Segment Start: Dataset excerpts

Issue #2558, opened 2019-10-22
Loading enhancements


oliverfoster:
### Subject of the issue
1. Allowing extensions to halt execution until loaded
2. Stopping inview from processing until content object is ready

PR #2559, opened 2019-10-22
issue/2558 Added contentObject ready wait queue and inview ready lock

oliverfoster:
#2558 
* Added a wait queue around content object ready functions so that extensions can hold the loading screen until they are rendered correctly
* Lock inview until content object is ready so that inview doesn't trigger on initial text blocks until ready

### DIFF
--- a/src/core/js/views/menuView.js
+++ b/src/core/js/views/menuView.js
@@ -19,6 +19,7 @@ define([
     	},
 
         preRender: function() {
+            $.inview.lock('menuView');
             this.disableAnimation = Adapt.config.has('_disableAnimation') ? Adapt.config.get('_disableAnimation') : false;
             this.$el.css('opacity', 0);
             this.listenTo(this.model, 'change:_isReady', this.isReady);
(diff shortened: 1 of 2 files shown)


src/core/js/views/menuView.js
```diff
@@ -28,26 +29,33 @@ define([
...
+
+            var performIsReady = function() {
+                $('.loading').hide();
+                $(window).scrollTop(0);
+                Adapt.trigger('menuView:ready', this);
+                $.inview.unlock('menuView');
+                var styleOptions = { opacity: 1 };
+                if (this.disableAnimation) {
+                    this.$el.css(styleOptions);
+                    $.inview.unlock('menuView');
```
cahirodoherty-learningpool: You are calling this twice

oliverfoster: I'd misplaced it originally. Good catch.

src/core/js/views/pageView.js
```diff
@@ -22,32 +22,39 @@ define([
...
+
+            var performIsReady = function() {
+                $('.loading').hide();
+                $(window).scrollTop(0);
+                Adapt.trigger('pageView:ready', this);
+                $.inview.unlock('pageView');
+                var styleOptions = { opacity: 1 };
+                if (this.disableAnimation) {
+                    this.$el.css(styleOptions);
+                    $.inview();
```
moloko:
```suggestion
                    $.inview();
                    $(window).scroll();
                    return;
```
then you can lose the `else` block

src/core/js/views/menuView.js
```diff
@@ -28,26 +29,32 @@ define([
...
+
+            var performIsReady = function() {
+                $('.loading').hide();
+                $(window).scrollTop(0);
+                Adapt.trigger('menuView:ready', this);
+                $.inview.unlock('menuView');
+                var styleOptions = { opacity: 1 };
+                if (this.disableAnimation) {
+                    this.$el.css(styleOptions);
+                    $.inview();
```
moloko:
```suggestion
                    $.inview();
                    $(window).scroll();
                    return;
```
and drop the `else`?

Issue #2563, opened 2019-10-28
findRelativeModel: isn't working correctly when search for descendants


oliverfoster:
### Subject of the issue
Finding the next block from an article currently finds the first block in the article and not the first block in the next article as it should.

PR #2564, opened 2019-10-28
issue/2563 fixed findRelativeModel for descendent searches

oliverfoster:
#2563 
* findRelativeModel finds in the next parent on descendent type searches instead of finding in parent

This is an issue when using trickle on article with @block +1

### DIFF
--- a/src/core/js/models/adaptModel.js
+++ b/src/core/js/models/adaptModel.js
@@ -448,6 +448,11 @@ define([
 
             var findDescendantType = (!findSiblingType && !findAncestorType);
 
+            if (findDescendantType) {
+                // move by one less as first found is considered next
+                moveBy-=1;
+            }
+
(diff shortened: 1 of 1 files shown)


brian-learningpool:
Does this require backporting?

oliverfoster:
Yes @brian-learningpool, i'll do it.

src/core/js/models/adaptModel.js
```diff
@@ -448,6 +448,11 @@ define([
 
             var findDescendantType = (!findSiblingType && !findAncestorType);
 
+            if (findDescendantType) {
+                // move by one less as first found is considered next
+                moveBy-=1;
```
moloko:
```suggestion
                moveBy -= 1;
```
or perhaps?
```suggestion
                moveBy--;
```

Segment End: Dataset excerpts

> [Task details]: In the data above, how many lines hold the word "from"? Give only the number.

> [Result below]: 2